Six concurrent theatres run across the three days, covering shipbuilding strategy, undersea warfare, autonomous systems, digital targeting and seabed protection. Surface fleet modernisation sits alongside dedicated submarine programme sessions including updates on AUKUS, the Polish Orka programme, France’s Suffren-class SSN and the German-Norwegian 212CD collaboration. Mine warfare, which tends to receive less attention than its strategic importance warrants, gets dedicated focus this year, with contributions from Finland, Denmark and Belgium.

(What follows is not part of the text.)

PR #4536, opened 2018-06-07
Fix #4012, removing potentially sensitive information on title update

### LINKED ISSUE #4012: <title> is automatically submitted when uploading screenshot
I originally reported this over irc in #security and was asked to file an issue:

The underwater strand of the programme reflects a broad consensus that the subsurface domain has become a primary theatre of competition. Sessions will cover the deployment of uncrewed underwater vehicles, anti-submarine warfare in the North Atlantic, protecting critical undersea infrastructure and the continuing threat posed by Russian submarine activity in the GIUK Gap. Vice Admiral Richard Seif, Commander of the US Submarine Force, and Rear Admiral Andy Perks, Director Submarines at the Royal Navy, are among those scheduled to speak.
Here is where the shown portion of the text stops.